*WORK TO BE COMPLETED*:
Whenever a line in the material below contains "files", copy that line.

[[ EXERCISE DATA open ]]

PR #99, opened 2017-08-15
Make mockgen mock dependencies in vendor dir

### LINKED ISSUE #4: mocking dependencies located in a vendor directory

anfernee:
Fix #4

### DIFF
--- a/mockgen/model/model.go
+++ b/mockgen/model/model.go
@@ -23,6 +23,9 @@ import (
 	"strings"
 )
 
+// pkgPath is the importable path for package model
+const pkgPath = "github.com/golang/mock/mockgen/model"
+
 // Package is a Go package. It may be a subset.
 type Package struct {
 	Name       string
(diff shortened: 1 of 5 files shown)


balshetzer:
This is similar to #28 but has the benefit of not having any conflicts and adds a test. #28 also addresses types in the vendored package. Does this PR do that too? There are also a couple of other differences but I'm not sure what the impact of those are.

The reason I haven't, yet, approved either is that I need to take some time to fully understand the way they solve the problem and the possible impact of the changes on existing users. 

For example, the issue of the code being in read-only directories was raised in #28. I'm not sure if this is hypothetical or a practical concern.

anfernee:
Thanks @balshetzer. yes, this solves the same issue. The difference is it didn't hack the `PkgPath` result to remove the `vendor` part, it tried to "correct" its behavior but registering the gob with the right name. 
I am not sure about a read-only tree. Eventually mockgen is going to write the mock files in the project most of the time, so it should be writable. Again, I am not sure.

anfernee:
@balshetzer I almost forgot this PR. Any concerns?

[[ EXERCISE DATA closed ]]

*RESULT BELOW*:
(diff shortened: 1 of 5 files shown)
I am not sure about a read-only tree. Eventually mockgen is going to write the mock files in the project most of the time, so it should be writable. Again, I am not sure.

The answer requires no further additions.